___ Given records

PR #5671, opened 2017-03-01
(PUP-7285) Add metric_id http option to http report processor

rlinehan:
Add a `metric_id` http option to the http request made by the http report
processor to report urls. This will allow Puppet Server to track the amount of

______
___ Given records

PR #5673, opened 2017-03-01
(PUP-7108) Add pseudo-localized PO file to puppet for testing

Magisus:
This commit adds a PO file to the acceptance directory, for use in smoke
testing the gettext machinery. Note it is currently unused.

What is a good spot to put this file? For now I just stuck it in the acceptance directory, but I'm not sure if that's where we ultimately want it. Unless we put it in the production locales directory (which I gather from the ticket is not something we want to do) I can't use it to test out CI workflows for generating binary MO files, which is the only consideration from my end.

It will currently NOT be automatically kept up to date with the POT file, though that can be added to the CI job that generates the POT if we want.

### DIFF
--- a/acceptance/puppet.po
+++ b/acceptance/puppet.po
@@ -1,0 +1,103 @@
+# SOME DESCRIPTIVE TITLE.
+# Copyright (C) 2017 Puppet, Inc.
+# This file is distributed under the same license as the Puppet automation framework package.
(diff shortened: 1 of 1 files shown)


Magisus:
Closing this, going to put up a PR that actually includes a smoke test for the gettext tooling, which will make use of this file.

______
___ Given records

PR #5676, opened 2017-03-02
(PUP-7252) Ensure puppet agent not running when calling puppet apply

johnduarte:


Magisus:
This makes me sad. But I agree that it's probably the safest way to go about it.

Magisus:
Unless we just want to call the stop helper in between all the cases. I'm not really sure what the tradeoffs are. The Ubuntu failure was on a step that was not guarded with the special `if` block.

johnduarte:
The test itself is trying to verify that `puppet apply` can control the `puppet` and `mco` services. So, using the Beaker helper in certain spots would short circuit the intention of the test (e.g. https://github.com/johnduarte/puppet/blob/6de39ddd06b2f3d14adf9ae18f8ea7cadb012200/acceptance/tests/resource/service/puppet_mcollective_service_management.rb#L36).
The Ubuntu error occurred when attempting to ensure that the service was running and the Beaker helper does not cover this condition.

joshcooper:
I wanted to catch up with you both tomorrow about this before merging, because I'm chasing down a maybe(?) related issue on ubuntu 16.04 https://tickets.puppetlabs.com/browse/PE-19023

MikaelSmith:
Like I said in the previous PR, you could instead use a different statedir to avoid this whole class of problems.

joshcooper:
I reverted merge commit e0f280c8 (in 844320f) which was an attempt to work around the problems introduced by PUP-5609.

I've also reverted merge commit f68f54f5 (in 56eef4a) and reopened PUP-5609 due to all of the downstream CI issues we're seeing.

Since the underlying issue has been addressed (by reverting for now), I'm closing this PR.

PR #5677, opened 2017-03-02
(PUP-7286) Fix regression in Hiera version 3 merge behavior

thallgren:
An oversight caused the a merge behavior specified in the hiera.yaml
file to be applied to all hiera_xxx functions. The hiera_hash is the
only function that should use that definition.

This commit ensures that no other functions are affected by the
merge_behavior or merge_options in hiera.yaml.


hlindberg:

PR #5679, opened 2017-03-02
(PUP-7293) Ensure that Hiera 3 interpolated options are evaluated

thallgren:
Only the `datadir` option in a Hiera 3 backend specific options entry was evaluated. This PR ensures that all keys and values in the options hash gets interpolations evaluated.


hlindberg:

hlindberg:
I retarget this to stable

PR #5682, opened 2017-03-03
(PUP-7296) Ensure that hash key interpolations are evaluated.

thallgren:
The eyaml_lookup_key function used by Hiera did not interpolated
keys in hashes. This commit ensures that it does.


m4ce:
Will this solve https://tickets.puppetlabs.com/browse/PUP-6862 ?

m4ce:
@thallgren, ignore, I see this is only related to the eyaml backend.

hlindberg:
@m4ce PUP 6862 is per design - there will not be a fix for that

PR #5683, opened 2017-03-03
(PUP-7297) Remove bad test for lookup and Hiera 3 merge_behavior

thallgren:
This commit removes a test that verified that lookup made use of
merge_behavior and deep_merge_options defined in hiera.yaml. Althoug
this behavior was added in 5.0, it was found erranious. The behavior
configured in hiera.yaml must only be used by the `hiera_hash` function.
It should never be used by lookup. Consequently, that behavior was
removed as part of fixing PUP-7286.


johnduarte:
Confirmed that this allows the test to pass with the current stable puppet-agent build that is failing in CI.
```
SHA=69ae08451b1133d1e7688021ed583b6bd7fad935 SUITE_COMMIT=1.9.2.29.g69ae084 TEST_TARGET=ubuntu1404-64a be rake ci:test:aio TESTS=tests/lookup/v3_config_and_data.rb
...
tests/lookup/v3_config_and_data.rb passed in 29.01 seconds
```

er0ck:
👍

______

Find the lines above that contain the word "apply" and copy each one.

(PUP-7252) Ensure puppet agent not running when calling puppet apply
The test itself is trying to verify that `puppet apply` can control the `puppet` and `mco` services. So, using the Beaker helper in certain spots would short circuit the intention of the test (e.g. https://github.com/johnduarte/puppet/blob/6de39ddd06b2f3d14adf9ae18f8ea7cadb012200/acceptance/tests/resource/service/puppet_mcollective_service_management.rb#L36).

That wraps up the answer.